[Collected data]
PR #1840, opened 2017-03-20
add useages to group edit view

grosser:
hide delete when it is not useable

screen shot 2017-03-20 at 2 25 36 pm
screen shot 2017-03-20 at 2 24 07 pm


plugins/env/app/views/admin/environment_variable_groups/form.html.erb
```diff
@@ -16,6 +16,13 @@
       <%= form.input :comment, as: :text_area, input_html: {size: "80x4"} %>
     </fieldset>
 
+    <% if @group.projects.length > 0 %>
```
grosser: using length here so we don't do a count and then a fetch right after

PR #1841, opened 2017-03-21
cleanup abandomed environment variables

grosser:
we are leaving join tables and environment vars behind ... not nice ...

TODO:
 - [x] run queries in production and make sure they are sane


grosser:
not too many rows and all queries completed fast ... also found only things that were broken ... so looks fine database wise, only risk is that it's not getting all I'd say

PR #1850, opened 2017-03-27
Feature/macros with custom env

jbarreneche:
Since the ability to run custom [jobs was removed](https://github.com/zendesk/samson/pull/1761), we discussed the possibility of setting environment variables. I know macros are a bit flunky, but stages would mean having superflous stages (unrelated to tasks that need to be run once in a while) and this implementation is enough  for our use case.

image

image

### TODO
- [ ] unit tests

/cc @zendesk/samson

### Tasks
 - [ ] :+1: from team

### Risks
- Level: Low


jbarreneche:
Hi! Please let me know what you think. I'll add the tests later if the implementation/workflow it's ok for you.

grosser:
This is a fine temp hack for your usecase. 
Minor issues: the extra button is a bit distracting ... and it's hard to remember which env vars are allowed ...

I want to get rid of macros since they are weird/duplicating functionality ... 

So I'm thinking I'd like to take this more in the direction of:
Add a checkbox to stage to make it 'no branch selection' ... so they can be 'pretend macros' ... even live in that tab if they want ... or I guess better underneath the regular stages ... and their deploy buttons change to 'Execute' ... 

Then have a "Configureable env" section in stage config where you can say 'pick FOO_BAR and BAR_FOO' ... and only then we show this extra step ... maybe part of the `env` plugin ... are you using the env plugin ?

jbarreneche:
Regarding the stages as macros, I wouldn't mind selecting the branch/revision from where to run the task. When we are doing a rework on a task we some times want to run it from a branch in a previous environment (instead of having duplicated tasks per environment).

We are not using the env plugin, as we don't normally use `.env` files (and from the README I don't see any other feature in it). Anyway, the environment variables should be set in samson and not on the servers (these tweak our capistrano task).

I think I get more or less the idea you have, but it's much more work for very low payoff for us (and we need this as soon as possible). We really want to have our samson version as similar as the original, but if this doesn't works for you (or it needs big changes) we can keep it in our fork.

Thanks!

grosser:
closing this since macros are dead 💀

PR #1852, opened 2017-03-28
when reloading rails in development periodical state is destroyed and…

grosser:
… we fail when calling overdue?

@dbuchi 

```
rails c
reload!
Samson::Periodical -> global state should still be there
```


dbuchi:
+1

PR #1853, opened 2017-03-28
WIP tag finder

grosser:
@dbuchi


grosser:
decided to do this by (ab)using deployments api

PR #1861, opened 2017-03-31
load absolute path to avoid duplicate loading via eager-load

grosser:


grosser:
prints warnings ... looks like a bug ... so better fix :)

PR #1872, opened 2017-04-04
jobs were running in before-deploy but checked for stability

grosser:
that lead to the second run of wait_for_resources_to_complete to start at the stability test and
then crash instantly

also adding sanity check, so if this ever happens in the future we will get a nice error

this will lead to weird situations when someone is not using prerequisite, but we have to migrate that at some point anyway ... so why not now ...


grosser:
made this even better by removing the duplicate logic in pod and resource ... now only resource knows if it is a prerequisite or not

PR #2663, opened 2018-03-27
Fix rollbar dashboard

ragurney:

### DIFF
--- a/lib/samson/form_builder.rb
+++ b/lib/samson/form_builder.rb
@@ -64,7 +64,7 @@ module Samson
       content << fields_for(association) do |a|
         content_tag(:div, class: 'form-group') do
           yield(a)
-          @template.delete_checkbox a
+          @template.concat @template.delete_checkbox a
         end
       end
       content << @template.link_to("Add row", "#", class: "duplicate_previous_row") if add_rows_allowed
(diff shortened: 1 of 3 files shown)


test/lib/samson/form_builder_test.rb
```diff
@@ -145,28 +145,38 @@ def fake_erb_rendering
   end
 
   describe '#fields_for_many' do
-    before { template.expects(:delete_checkbox).returns('delete_checkbox') }
     def render(args)
+      project.rollbar_dashboards_settings.build
       builder.fields_for_many(*args) do |p|
-        p.text_field :name
+        p.text_field :base_url, placeholder: 'thing!'
```
dragonfax: thing?

lib/samson/form_builder.rb
```diff
@@ -64,7 +64,7 @@ def fields_for_many(association, description, add_rows_allowed: false)
       content << fields_for(association) do |a|
         content_tag(:div, class: 'form-group') do
           yield(a)
-          @template.delete_checkbox a
+          @template.concat @template.delete_checkbox a
```
dragonfax: Does this make it a link?

test/lib/samson/form_builder_test.rb
dragonfax: Sorry, forgot I was reading a test.

lib/samson/form_builder.rb
ragurney: It creates a checkbox input

PR #2664, opened 2018-03-29
Save env state on deploy

ragurney:

### DIFF
--- a/app/models/concerns/group_scope.rb
+++ b/app/models/concerns/group_scope.rb
@@ -19,6 +19,17 @@ module GroupScope
     "#{scope_type}-#{scope_id}"
   end
 
+  def matches_scope?(deploy_group)
+    return true unless scope_id # for all
+    return false unless deploy_group # unscoped -> no specific groups
+
+    case scope_type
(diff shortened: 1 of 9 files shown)


app/models/deploy.rb
```diff
@@ -266,4 +268,18 @@ def deploy_buddy
   def trim_reference
     self.reference = reference.strip if reference.present?
   end
+
+  def serialize_env_state
```
grosser: stage has a cheaper/compact env serialization :(

grosser: https://github.com/zendesk/samson/blob/master/plugins/env/app/decorators/project_decorator.rb#L22

... also it should not blow up when `env` plugin is not enabled :trollface:

grosser: having the hash would make deploying an old deploy easier ... unless there is a new deploy-group 🤷‍♂️

ragurney: Where?

grosser:
test

grosser:
- make matches_scope public if it's used from the outside instead of `send`

 - serialized_environment_variables can be private ?

 - variables_to_string -> serialize ?

Issue #2372, opened 2017-11-08
One-off jobs executed in Stages with Kubernetes/Macros to Stages


klaus993:
Hello,

At Restorando we use Samson a lot for executing and monitoring deployments and we are quite happy with it. We are currently migrating our infrastructure from Chef to Kubernetes and we need to make sure that Samson has us covered in terms of the use cases we have today.

### Current Use Case

Today we use Capistrano along with the Macros feature of Samson to execute one-off jobs in any environment we have (Staging, QA, Production). Since our apps are mostly written in Rails, these one-off jobs are usually specific data migrations that we wish to run (we should support running any type of command in fact).

We execute these data migrations with a generic Macro for each environment that takes command line arguments that we configure with the feature: configure and execute. 

We usually configure the `SCRIPT` and `SCRIPT_ARGV` environment variables which executes the following macro:

```bash
export SCRIPT=SCRIPT_NAME.rb
export SCRIPT_ARGV=≈arg1 arg2 arg3…
export USER="$DEPLOYER_NAME"
/root/create_ssh_environment.example.sh && . /root/.ssh/environment
bundle install --with deployment --without default test development production staging qa  sandbox console --path=$CACHE_DIR/bundle
export ENVIRONMENT=production
bin/cap $ENVIRONMENT run:data_migration
```
#### Actual Screenshot:

<img width="1153" alt="screen shot 2017-11-08 at 10 43 43" src="https://user-images.githubusercontent.com/18153834/32553935-ff3ec0a0-c476-11e7-82cb-bcb3e1094497.png">

### Problem

The problem we have today is two-fold. 
1. Considering that Macros is getting deprecated and replaced with Stages, we need to find a way of making "configure and execute a one-off job" work well with Stages.
2. For K8s projects, Samson reads the Objects and bundles all of them as K8s Roles, executing them together in every release.

### Stages instead of Macros

So far, we haven't seen a simple way of configuring environment variables for each deploy of a Stage. We have found UI inputs in the Project Level configuration panel, but this wouldn't work because it wouldn't scale with many developers executing one-off jobs every time. This applies to all Projects, whether they are running on K8s or not.

We found this PR (https://github.com/zendesk/samson/pull/1866) which describes how Macros are now deprecated by Stages. We also ran the data migrations until `v1914` (we are currently using `v1556`) with a copy of our DB to see how Macros end up converted in Stages. Unfortunately, we are unable to find a way of executing the use case above. What we would like help with is:
[...]

PR #1866, opened 2017-04-02
macros to stages

grosser:
/cc @zendesk/samson @craig-day @jcheatham 

### Problems
 - big code duplication around macros/stages
 - duplicate queries to look for macros and stages commands
 - macros lack many features stages have
 - no tracking of who executed a macro / what it did / what deploy groups it interacted with
 - macros and jobs take up 2 tabs in the project view

### Solution
Add a new `no_reference_selection` boolean that then allows a user to instantly `Deploy!` a stage when used with `no confirm` and `does not deploy code`.

Users are free to move them wherever they please ... so either at the top of the project page or the bottom ... or right after the stage they deal with.

Phase 1 (this PR):
 - [X] UI hints on how to combine flags
 - [X] show `Deploy!` button for `direct` stages
 - [x] bypasses reference selection when used without other flags
 - [ ] Update a few projects to use this and gather feedback

Phase 2:
 - [ ] migrate macros to stages with 'no code deployed' + 'no confirm' + 'no reference selection'
 - [ ] remove jobs view
 - [ ] remove macros

Phase 3:
 - [ ] inline modules we extracted to deal with stage/macro duplication

screen shot 2017-04-01 at 9 21 27 pm
screen shot 2017-04-01 at 9 23 19 pm

PR #2666, opened 2018-04-03
Create Deploy Environment Variables plugin

nogates:
## Description

In this PR, I am creating a plugin to add environment variables to deploys, same as projects or stages.

This functionality is required to provide a way to use samson to run one-off tasks that need to be parameterized. Something similar as Macros used to have before they were merged into Stages here https://github.com/zendesk/samson/pull/1866

Our use case, and the reason why I am adding this plugin, is that we want to give some of our users the ability to run specific tasks in our servers through samson, wihout having to create an specific UI in our API for this specific task. 

Also, it seems that I am not the only one missing this feature (as you can see here https://github.com/zendesk/samson/issues/2372), and even at some point, this was considered to be implemented, but never completed (https://github.com/zendesk/samson/pull/1803, although in that PR the environment variables are being added as part of the core code, while the environment variables models and functionality is actually being included as a plugin, so that's why I've decided to follow that approach and create a plugin for this.). 

## Screenshots

Deploy Form
screenshot_20180403_114249

Deploy Output
screenshot_20180403_114320

## Caveats

There is one main problem that I've found while working on this PR, and that's the [Redeploy button](https://github.com/zendesk/samson/blob/master/app/helpers/deploys_helper.rb#L63). As you can see there, that logic is expecting that all the `deploy permitted params` are strings, but here, I am introducing a `has_many` relation between the deploy and the environment variables, and using `environment_variables_attributes` to pass the variables in the form. 

This causes issues when rendering the redeploy button, which I've solved by overriding the default method of the `DeploysHelper`, so the nested attributes can be added to the link. 

Not sure if this is the best way of implementing this. Maybe, the deploy should have a model method that copies the parameters from a previous deploy? instead of using some sort of form to create a new complete deploy. If we do that, that would much easier to modify using model decorators, instead of the helper which cannot be modified that easily.

I would be happy to change this if you think there is a better way of doing it.

Thanks anyway for your work in this project! It's great and I was very surprised to see how easy was to add new functionalities through hooks. So yeah, :clap::clap: !

/cc @zendesk/samson

### Tasks
 - [ ] :+1: from team

### References
 - Jira link:

### Risks
- Level: Low


plugins/deploy_env_vars/app/helpers/deploys_helper.rb
```diff
@@ -0,0 +1,65 @@
...
+      ),
+      html_options
+  end
+
+  private
+
+  # Applies different logic depending on the class of each of the deploy
+  # parameters, so it supports nested paramaters based on object relations
+  def redeploy_params
+    params = Samson::Hooks.fire(:deploy_permitted_params).flatten(1) || []
```
grosser: don't need the `|| []` since .flatten never returns nil

plugins/deploy_env_vars/app/helpers/deploys_helper.rb
```diff
@@ -0,0 +1,65 @@
...
+    params.each_with_object(reference: @deploy.reference) do |param, collection|
+      case param
+      when String, Symbol
+        collection[param] = @deploy.public_send(param)
+        collection
```
grosser: don't need this line

plugins/deploy_env_vars/app/helpers/deploys_helper.rb
```diff
@@ -0,0 +1,65 @@
...
+      when Hash
+        nested_redeploy_params(collection, param)
+      else
```
grosser: don't need the else

plugins/deploy_env_vars/app/helpers/deploys_helper.rb
```diff
@@ -0,0 +1,65 @@
...
+        collection
+      end
+    end
+  end
+
+  def nested_redeploy_params(collection, params)
+    params.each_with_object(collection) do |(key, attributes), nested|
```
grosser: collection and nested are the same, no reason to use each_with_object

plugins/deploy_env_vars/app/helpers/deploys_helper.rb
```diff
@@ -0,0 +1,65 @@
...
+      if key.to_s.ends_with?('attributes')
```
grosser: prefer `end_with` ... there should be a rubocop complaining about that ... maybe that got disabled :/

plugins/deploy_env_vars/app/helpers/deploys_helper.rb
```diff
@@ -0,0 +1,65 @@
...
+    end
+  end
+
+  # currently, one has_many relations are supported
+  def deploy_relation_attributes(key, attributes)
+    relation_name = key.to_s.gsub(/_attributes$/, '')
+    @deploy.public_send(relation_name).map do |item|
+      (attributes - [:id, :_destroy]).each_with_object({}) do |attribute, hash|
+        hash[attribute] = item.public_send(attribute)
+        hash
```
grosser: don't need this line

plugins/deploy_env_vars/app/helpers/deploys_helper.rb
```diff
@@ -0,0 +1,65 @@
...
+  def nested_redeploy_params(collection, params)
+    params.each_with_object(collection) do |(key, attributes), nested|
+      if key.to_s.ends_with?('attributes')
+        nested[key] = deploy_relation_attributes(key, attributes)
+      end
+      nested
+    end
+  end
+
+  # currently, one has_many relations are supported
```
grosser: maybe give an example of what this does ... I don't quiet get it :D

plugins/deploy_env_vars/app/views/samson_deploy_env_vars/_deploy_form.html.erb
```diff
@@ -0,0 +1,33 @@
+<fieldset>
+  <legend>
+    Specific Environment Variables for this deploy <%= additional_info SamsonEnv::HELP_TEXT %>
```
grosser: maybe Specific -> Extra

plugins/deploy_env_vars/app/views/samson_deploy_env_vars/_deploy_form.html.erb
```diff
@@ -0,0 +1,33 @@
...
+  </legend>
+
+  <% current_vars = form.object.environment_variables %>
+  <%= form.fields_for :environment_variables, current_vars << EnvironmentVariable.new do |fields| %>
```
grosser: prefer `(current_vars << EnvironmentVariable.new)` to make it less like the `<<` is using the `do |fields|`
... maybe better to just do it in the line above ... and not do it if the last one is `.new_record?` already

plugins/deploy_env_vars/app/views/samson_deploy_env_vars/_deploy_form.html.erb
```diff
@@ -0,0 +1,33 @@
...
+    <div class="form-group">
```
grosser: the whole section smells like copy-paste ... can we reuse a partial instead ?

plugins/deploy_env_vars/lib/samson_deploy_env_vars/samson_plugin.rb
```diff
@@ -0,0 +1,30 @@
+# frozen_string_literal: true
+module SamsonDeployEnvVars
+  class Engine < Rails::Engine
+    config.after_initialize do
+      # Decorates default deploys helper. Maybe there is a better way to do this?
+      require_relative '../../app/helpers/deploys_helper'
```
grosser: the regular `inherited` hack won't work since they don't inherit anything
I'd recommend using a `:decorate_helper` hook to make that work ... so the original `deploys_helper.rb` gets a `.fire :decorate_helper, :deploys_helper` for example and here we'd add a callback to trigger the require

plugins/deploy_env_vars/lib/samson_deploy_env_vars/samson_plugin.rb
```diff
@@ -0,0 +1,30 @@
...
+end
+
+# Adds the deploy env vars view to the deploy form in order to add
+# specific environment vars per deploy
+Samson::Hooks.view :deploy_form, 'samson_deploy_env_vars/deploy_form'
+
+# Allows environment vars as valid parameters for the deploy model
+Samson::Hooks.callback :deploy_permitted_params do
+  AcceptsEnvironmentVariables::ASSIGNABLE_ATTRIBUTES
+end
```
grosser: ❤️

plugins/deploy_env_vars/lib/samson_deploy_env_vars/samson_plugin.rb
```diff
@@ -0,0 +1,30 @@
...
+
+# Injects specific environment variables for the deploy if any
+Samson::Hooks.callback :job_additional_vars do |job|
+  if job.deploy
+    job.deploy.environment_variables.each_with_object({}) do |var, collection|
+      collection[var.name] = var.value
+      collection
+    end
+  else
+    {}
```
grosser: should not need that ... make whoever calls job_additional_vars do a `.compact` ?

test/helpers/deploys_helper_test.rb
```diff
@@ -1,7 +1,7 @@
 # frozen_string_literal: true
 require_relative '../test_helper'
 
-SingleCov.covered! uncovered: 1
+SingleCov.covered! uncovered: 11
```
grosser: ouch

plugins/deploy_env_vars/app/helpers/deploys_helper.rb
nogates: can do!

plugins/deploy_env_vars/app/helpers/deploys_helper.rb
nogates: I mean that this only (not one) support `has_many` relations. If someones writes a plugin that includes a `has_one` relation, this code won't fully work since the public_method we call on the object is expected to return an array. does this make sense?

plugins/deploy_env_vars/app/views/samson_deploy_env_vars/_deploy_form.html.erb
nogates: yeah! I actually removed the warning from the `flay` rake task :blush: I will move this to a partial

plugins/deploy_env_vars/lib/samson_deploy_env_vars/samson_plugin.rb
nogates: I see. Will investigate tomorrow how can I do that (I guess that in a similar way as controllers and models are already doing)

grosser:
yeah, but update the docs to say that :)

grosser:
will need it's own hook with fire/callback ... won't be as nice, but should
ideally be automagic for plugin authors :)

test/helpers/deploys_helper_test.rb
nogates: yeah! this is actually not true, but given that I am overriding the method with the new deploys helper, singlecov thinks these lines are not covered anymore, but they actually are... nevertheless, I hope I can revert this change if I take the decorator + hook path instead of overriding the method directly.

plugins/deploy_env_vars/lib/samson_deploy_env_vars/samson_plugin.rb
nogates: I saw that if I didn't do that I was breaking this test: https://github.com/zendesk/samson/blob/master/test/models/job_execution_test.rb#L165 That's why I implemented this

nogates:
@grosser I've implemented most of the suggested changes. However, I was thinking that maybe, instead of creating a decorator in the plugin, or even having to add new hooks, it might be better to add the logic of parsing different types of parameters of the redeploy button directly into the core deploys helper, and also move the tests there.

I think this way the implementation will be clearer, and other plugins can benefit of this enhancement without having to use the `deploy_env_vars` plugin.

What do you think about that? If you don't like the idea, I will find a way to make the decorator work

nogates:
@grosser done in https://github.com/zendesk/samson/pull/2666/commits/6ec0e310fa22d2319b89bbf8f2d05bea8320fe65

app/helpers/deploys_helper.rb
```diff
@@ -109,4 +106,42 @@ def deploy_favicon_path(deploy)
...
+      else
+        raise "Unsupported deploy param class: `#{param.class}` for `#{param}`."
+      end
+    end
+  end
+
+  def nested_redeploy_params(collection, params)
+    params.each_with_object(collection) do |(key, attributes), nested|
+      if key.to_s.end_with?('attributes')
+        nested[key] = deploy_relation_attributes(key, attributes)
```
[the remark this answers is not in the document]
nogates: not sure what you mean @grosser... `params` could have multiple entries, and all of them need to be parsed and included as part of the response of this method... so yeah, I think `each_with_object` fits here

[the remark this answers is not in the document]
grosser: `params.each ... collection[key] = `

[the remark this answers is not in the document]
grosser: maybe `add_nested_redeploy_params!` to signal that it does in-place edit

lib/samson/redeploy_params.rb
```diff
@@ -0,0 +1,45 @@
+# frozen_string_literal: true
```
grosser: beautiful 😍

plugins/deploy_env_vars/test/samson_deploy_env_vars/samson_plugin_test.rb
```diff
@@ -0,0 +1,56 @@
...
+
+      context "if the deploy does not have any env variables" do
+        it "returns an empty hash" do
+          Samson::Hooks.fire(:job_additional_vars, job).must_equal([{}])
+        end
+      end
+
+      context "if the deploy has environment variables" do
+        before do
+          job.deploy.environment_variables << EnvironmentVariable.create(
```
grosser: fyi same as `job.deploy.environment_variables.create!(name: foo, value: bar)`

plugins/env/app/views/samson_env/_environment_variables_fields.html.erb
```diff
@@ -0,0 +1,33 @@
...
+    <div class="col-lg-3">
+      <%= fields.text_field :name, class: "form-control", placeholder: "Name" %>
+    </div>
+
+    <div class="col-lg-5">
+      <%# using a text area so users can resize them with browser controls %>
+      <%= fields.text_area :value, class: "form-control", placeholder: "Value", rows: 1 %>
+    </div>
+
+    <% if DeployGroup.enabled? %>
```
grosser: the scope should not be shown on the deploy page since it's not being used, right ? ... so `&& !@deploy`

nogates: true that! I don't have the DeployGroup enabled, so I didn't see that... will add that condition

nogates: although, will use `@deploy.nil?`

nogates: Although, this is not gonna work because we are not passing the `scopes` variable here from the parent view, and we do need that `scope` var to generate the actual env variables list for the project.

So I've decided to use the presence of that variable `scope`, as the condition to show or hide the `scope_type_and_id` param

Also, I did enable / disabled the feature with `DEPLOY_GROUP_FEATURE=true` and ensure everything worked fine.

app/helpers/deploys_helper.rb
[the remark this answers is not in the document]
nogates: oh! yes, sorry! have been doing some functional programming lately and now I want to return the transformed data all the time! :D

grosser:
thx for the awesome addition :)

nogates:
Thanks to you for spending time reviewing this!! :-)

grosser:
Np, thx for fixing it all up :D

nogates:
btw @grosser, could you please at some point restart the master build on travis? because it didn't pass when the PR was merged, and the docker image hasn't been built for the latest version. 
but yeah, if it's not a problem. I can also wait until a new release is generated :)

nogates:
awesome! thanks for the heads up @grosser

rata:
Hi @grosser @nogates 

Is there any interest to make the env. variables available to kubernetes jobs too?

I deployed and played with this and, if I'm not missing anything, it's not possible to set env variables in a kubernetes pod. I'd like to do this, or something else, to run 1-off jobs in kubernetes.

I really don't know ruby, but I can try to help to code it, if you are okay with the feature.

Are you okay with deployment env vars for kubernetes pods to have this 1-off jobs functionality?

Another option I'm exploring (if this is not welcome or hard), just use a server with capistrano to run 1-off jobs (even for projects running on kubernetes). But, eventually, I'd like to just use kubernetes :)


Thanks!

grosser:
the env input vars input seems to exist for kubernetes too
screen shot 2018-10-01 at 8 13 53 am

but then it does not add them to the release ... I tried adding them, but the place they'd need to go is the template_filler ... but that does not know about the job/deploy ... I'll take another peak later

rata:
On Mon, Oct 01, 2018 at 09:00:15AM -0700, Michael Grosser wrote:
> the env input vars input seems to exist for kubernetes too
> screen shot 2018-10-01 at 8 13 53 am

Yes, I see that too. Good :)

> 
> but then it does not add them to the release ... I tried adding them, but the place they'd need to go is the template_filler ... but that does not know about the job/deploy ... I'll take another peak later

Thank you very much! Let me know if I can help with testing or something else :)

rata:
If it is possible to add, it would be great! Thanks anyways for trying, really :)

Exercise requirements →
The expected reply is a number only, the tally of lines in the data where the word "because" is found.

Response to the task →
3